Data extracted from a collection:
◇ ◇ ◇

PR #849, opened 2024-10-27
Fix "fastring"

lfarv:
This fixes a regression bug that appeared in #837, causing the chromaticies and detuning of fast rings to be wrong.

For reviewers, the only significant modification is `fasting.py` line 45:
```python
return all_rings, Lattice(ringm, energy=ring.energy, periodicity=1)
```
which forces the analysis to be done on a single cell. Everything else is formatting.

This bug was identified in the `matlab_test` series of python tests which cannot be run on GitHub because of a problem of Matlab license. So now, a new test is added in `pytests.m`, executed on Matlab on each commit.

### DIFF
--- a/atmat/attests/pytests.m
+++ b/atmat/attests/pytests.m
@@ -1,4 +1,6 @@
 classdef pytests < matlab.unittest.TestCase
+    % ">> run(pytests)" to run all tests
+    % ">> run(pytests, 'orbit4')" to run a the single orbit4 method
 
     properties(Constant)
         mlist=[...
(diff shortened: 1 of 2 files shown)


swhite2401:
@lfarv, modifications are ok for me, but could you update the doctring before merging?

lfarv:
@swhite2401 : nothing changes in the behaviour of the function. But here is the modified docstring:

```python
"""
    A fast ring consisting in:

    * a RF cavity per distinct frequency,
    * a 6x6 linear transfer map,
    * a detuning and chromaticity element,
    * a quantum diffusion element (for radiation ring).


    2 new lattices are returned, one with radiation and one without. These lattices
    keep the same attributes (energy, particle, circumference, periodicity,…)
    as the initial one.

    It is possible to split the original ring in multiple "fastrings"
    using the ``split_inds`` argument.
"""
```
Do you see more to be mentioned?

PR #851, opened 2024-11-03
Fix  a bug in load_madx

lfarv:
This fixes a problem reported by @elafmusa in #850.

The fixes concern the length of RBEND magnets and the determination of the harmonic number.

### DIFF
--- a/pyat/at/load/madx.py
+++ b/pyat/at/load/madx.py
@@ -216,7 +216,7 @@ class rbend(_MadElement):
     @staticmethod
     @set_tilt
     def convert(name, l, angle, e1=0.0, e2=0.0, **params):  # noqa: E741
-        hangle = 0.5 * angle
+        hangle = abs(0.5 * angle)
         arclength = l / sinc(hangle)
         return sbend.convert(
             name, arclength, angle, e1=hangle + e1, e2=hangle + e2, **params
--- a/pyat/at/load/madx.py
+++ b/pyat/at/load/madx.py
@@ -224,6 +224,7 @@ class rbend(_MadElement):
 
     @property
     def length(self):
+        """Element length"""
         hangle = 0.5 * self["angle"]
         return self["l"] / sinc(hangle)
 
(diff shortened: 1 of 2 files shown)


lfarv:
I found another problem with entrance/exit angles of bending magnets with negative bending angle… Working on it.

lfarv:
Problem fixed, ready for review.

pyat/at/load/madx.py
```diff
@@ -475,9 +477,9 @@ def flatten(self, parser, offset: float = 0.0, refer: float = 1.0, refpos=None):
 
     def expand(self, parser: MadxParser) -> Generator[elt.Element, None, None]:
         def insert_drift(dl, el):
-            if dl > 1.0e-10:
+            if dl > 1.0e-5:
```
swhite2401, line 480: Is there a reason to change this tolerance?

pyat/at/load/madx.py
```diff
@@ -707,13 +709,18 @@ def beta() -> float:
 
             params["_length"] = cell_length
             rev = beta() * clight / cell_length
+
+            # Set the frequency of cavities in which it is not specified
+            hn = 2147483647
```
swhite2401, line 714: Where does number come from?

swhite2401 (commented):
@lfarv, just a couple comments or rather questions in fact.

pyat/at/load/madx.py
lfarv: From the MADX manual:

_When the sequence is expanded in a [USE](https://mad.web.cern.ch/mad/webguide/manual.html#Ch4.S10) command, MAD-X generates the drift spaces between elements according to the following rules:_

_1. When the distance between the exit of the previous element and the entrance of the next element is positive and greater than a threshold of **1μm** an explicit drit is generated with its own name, unless an already existing drift space with the same length (within 10−12m tolerance) can be re-used.
2. When the absolute value of the distance between the exit of the previous element and the entrance of the next element is less than a given tolerance of **1μm**, no drift space is created and the elements are considered as contiguous.Note that in very specific cases this can cause very small errors to accumulate and the actual length of the sequence can vary slightly from the declared length. (see second example below)
3. When the distance between the exit of the previous element and the entrance of the next element is negative and less than **−1μm**, the elements are considered to be overlapping and MAD-X terminates with a “negative drift length” fatal error._

MADX sets the threshold at 1.E-6. The previous value causes the generation of many extremely small drifts. 1.E-6 still caused a few unwanted drifts absent in MADX, so I increased to 1.E-5. I can put back 1.E-6 if you prefer, a few μm long drifts are harmless.

pyat/at/load/madx.py
lfarv: 2^31 - 1
In python, here is no "maxint", the `int` type has no upper bound. I took the largest positive integer that can be coded in a 32bit integer… Any large value fits…

swhite2401 (approved):
Ok thanks for the precisions, all good for me

PR #853, opened 2024-11-07
Suppress a wrong warning when using linopt in beamline mode

lfarv:
When using `linopt*`/`get_optics` in beam line mode by providing the `twiss_in` entry, a warning _"Unstable beam"_ sometime appeared. This is fixed here.

In addition, the execution time of linopt is reduced by 16% !


lfarv:
In addition, warnings and errors are secured. Real warnings will always appear when relevant, instead of only on the first occurence.

swhite2401 (approved):
Thanks!

PR #2590, opened 2020-08-01
ofl/petrona/METADATA correct date

davelab6:
Ringo asked for the date to be updated, since the family was completely redrawn


davelab6:
@ringoseeber it is done :)

PR #2596, opened 2020-08-04
Remove ofl/newsreader/static/*ttf

davelab6:
These family names don't match our naming spec, so we shouldn't offer them.

cc @yanone @m4rc1e


davelab6:
(For comparison, Literata is good)

PR #2600, opened 2020-08-04
ofl/kufam/METADATA.pb add arabic subset

davelab6:
In https://github.com/originaltype/kufam/issues/2 I proposed adding the arabic design to the italics, duplicated from Roman.

Since the arabic characters are not present in half the files, then `add-font` didn't include the arabic subset METADATA enumeration, so I'm adding it in this PR. 

When pushed to the catalog, the result will be tofu for arabic text in the Italic styles.

### DIFF
--- a/ofl/kufam/METADATA.pb
+++ b/ofl/kufam/METADATA.pb
@@ -21,6 +21,7 @@ fonts {
   full_name: "Kufam Italic"
   copyright: "Copyright 2019 The Kufam Project Authors (https://github.com/originaltype/kufam)"
 }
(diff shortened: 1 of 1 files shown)


davelab6:
Screen Shot 2020-08-04 at 5 16 32 PM

m4rc1e:
The Italic fonts lack Arabic. Shall we merge this anyway?

davelab6:
@m4rc1e and I discussed and since Italic is a foreign concept for Arabic script, we will proceed

PR #2608, opened 2020-08-08
Upgrade Recursive description to better highlight the specimen website

thundernixon:
The current Google Fonts [specimen page for Recursive](https://fonts.google.com/specimen/Recursive) has a description which I believe was meant to only be temporary, and fails to say almost anything about the project:

image

This PR adds a description that improves this by adding a bit of detail and making the website link slightly more prominent. It will now look like this:

image

An earlier version of this PR incorporated ASCII art, but after some offline conversations, I have agreed to simplify. Thanks to everyone for the help, here!

<details>
<summary><b>Earlier version of this PR</b> (Click to expand)</summary>

The Google Fonts specimen page buries the link to the Recursive website, so basically any casual viewer would likely see only a few basic styles but totally miss most of what the project has to offer. This seems like a big miss (having commissioned a font and having worked on the full API, presumably you want to help people make use of both of these). Obviously, though, it is a tricky thing to design a specimen pages that works equally well for all 1000 fonts in the collection, including outliers like Recursive. So, this PR uses a bit of ascii art to make the page design bring a little more attention to the Recursive specimen website.

This is specifically designed to work with the Roboto UI font of Google Fonts, and tested to make sure it displays well down to small screens like the iPhone 5.

image

image

</details>

### DIFF
--- a/ofl/recursive/DESCRIPTION.en_us.html
+++ b/ofl/recursive/DESCRIPTION.en_us.html
@@ -1,12 +1,13 @@
 <p>
-Recursive draws inspiration from single-stroke casual signpainting, a style of brush writing that is stylistically flexible and warmly energetic.
-Adapting this aesthetic basis into an extensive type system, Recursive is designed to excel in digital interactive environments, including data-rich user interfaces, technical documentation, and code editors.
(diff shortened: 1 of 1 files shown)


davelab6:
@m4rc1e please help shephard this to sandbox and prod :)

m4rc1e:
Sure thing!

PR #2423, opened 2020-04-15
Add detail to description for Recursive

thundernixon:
This description assumes we will publish Recursive around May 1, after an update to the Recursive site that will help users configure advanced Google Font API calls.

If we decide to publish it earlier, we should switch the final paragraph here to:

```html
<p>
To learn more, visit the Recursive website at <a href="https://www.recursive.design/">recursive.design</a>. To configure Google Fonts embed code from Recursive’s full set of styles and variable axes, please see <a href="https://developers.google.com/fonts/docs/css2">developers.google.com/fonts/docs/css2</a>.
</p>
```

PR #2617, opened 2020-08-12
Add recursive to to_sandbox

davelab6:
It seems the updated description in https://github.com/google/fonts/pull/2423 has not made it to sandbox and prod, but should go through soon :)

cc @thundernixon


m4rc1e:
LGTM

Issue #2649, opened 2020-08-26
Unblock publication of Newsreader


davelab6:
As describe in https://github.com/google/fonts/pull/2577#issuecomment-669502406

RosaWagner:
Will be resolved with #2837

PR #2661, opened 2020-09-02
Newsreader: version 1.002 added

RosaWagner:
Taken in upstream repo <https://github.com/productiontype/NewsReader> at PR <https://github.com/productiontype/NewsReader/pull/9>.

It fixes issue <https://github.com/google/fonts/issues/2649> as describe in PR <https://github.com/google/fonts/pull/2577>.

- Enable fs selection bit 7
- Correct caretRun and caretRise values
- Add Italic fvar instance
- Corrected opsz axis min value
- Correct STAT table to get along better with Indesign


m4rc1e:
- Rerun `gftools add-font path/to/google/fonts/ofl/newsreader`
- add static fonts in a new dir called /static
- add OFL.txt

When you add a family to the google/fonts repo, I recommend running fontbakery again on the family dir because it will now run additional checks for the metadata etc.

thlinard:
>     * Correct caretRun and caretRise values

Oh, sorry for not being clearer: 611/2000 means 2000 for caretSlopeRise and 611 for caretSlopeRun.

Like this, in ttx code:

```
    <caretSlopeRise value="2000"/>
    <caretSlopeRun value="611"/>
```

RosaWagner:
Yes yes. the ofl text was already there but in lowercases… I don't understand why the v.1.001 didn't have these these fails, the font-origin is the same for the 2 versions and I didn't touch Yanone's name-table script. Are you sure the statics have to be there for this project ? There were not there at the first place, I thought it was somehow intentional.

RosaWagner:
There are 3 families for the statics: Caption, Text and Display. The variable font origin is NewsreaderText-Regular. It looks like the font doesn't match the spec and it should be named Newsreader6pt, Newsreader16pt and Newsreader72pt. 

1. Shall we take the same process as Literata (and in that case I review sources, designspace and build script) 
2. Or is there something special about this project with the naming and we make 3 families, with the variable in the NewsreaderText family ?

davelab6:
(1) is what I prefer, please chat with @productiontype about it

yanone:
@RosaWagner 
Can you please describe what `1) Shall we take the same process as Literata (and in that case I review sources, designspace and build script)` means, as I wasn't involved in Literata and am now taking over the process again? Thank you

RosaWagner:
It was about the naming mostly: Literata has a workflow allowing to export instances with proper naming and a STAT table with optical size axis. We discussed it with Production Type and they wanted to do the corrections themselves. They closed the issues I raised in their repo to guide them in the process, so maybe the font are ready now…

yanone:
@googlebot I consent.

RosaWagner:
@ googlebot I consent.

RosaWagner:
About the variable font name… we had this conversation recently : https://github.com/googlefonts/gf-docs/issues/83
It basically says that the master origin (default master) shouldn't contain, for example, "16pt" because the default optical size should be elided.

yanone:
Okay, I'll change that. Give me a moment.

yanone:
Done

RosaWagner:
Ah the OFL.txt file has to be set in caps for Fontbakery to take it into account

m4rc1e:
Both fonts still have their opsz min value set to 0 but the metadata has 6. Will this cause any problems?

yanone:
I changed the opsz minimum to 6pt, renamed all 16pt to 18pt. Thus, the fonts are already in line with the upcoming unpublished fontbakery checks regarding the axis registry.

RosaWagner:
Always according to this conversation googlefonts/gf-docs#83, now the default optical size shouldn't be elided.

Since the initial default value for opsz was 16, we should hold this PR until a decision is made about allowing values out of the axis registry.

PR #2673, opened 2020-09-08
Delete expression.textproto

davelab6:
We no longer use this axis, so let's remove it from the registry


davelab6:
Duplicate of https://github.com/google/fonts/pull/2594

PR #2674, opened 2020-09-09
Delete Syne static fonts

davelab6:


RosaWagner:
I would like to merge but apparently "some checks are not successful"… do you know why ? Can it be safely merged ?

PR #2561, opened 2020-07-21
Added Commissioner 1.000

yanone:
Upstream PR: https://github.com/kosbarts/Commissioner/pull/34

PR #2675, opened 2020-09-09
Commissioner: version 1.000 added

RosaWagner:
This PR follows this one : https://github.com/google/fonts/pull/2561 which I will close now.

- The spacing issue is not fixed, we decided to let it this way. Although while searching for a solution, the designer updated the kerning and some other component stuff.

- I also added some informations about the designer in designers/kostasbartsokas


davelab6:
Note that this was missing all the axes in the METADATA file. Its now been pushed to production, so needs a METADATA update and new push.

PR #2677, opened 2020-09-11
Update SOFT axis registration

davelab6:
Based on discussion with @sponcey in https://github.com/undercasetype/Fraunces/issues/209


cozysd:
Hey all… we're eagerly watching Fraunces development and can't wait to see it on Google Fonts. Any timeline for that?

PR #2718, opened 2020-10-06
Ballet: metadata fixed

RosaWagner:
Added default_value to opsz axis in METADATA.pb


RosaWagner:
Thanks! after changing this file 3 times, I preferred waiting for you to validate it haha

◇ ◇ ◇

**What you have to do**
What is needed is the number of lines in the data that hold the word "good", and nothing more.

**Task response**
2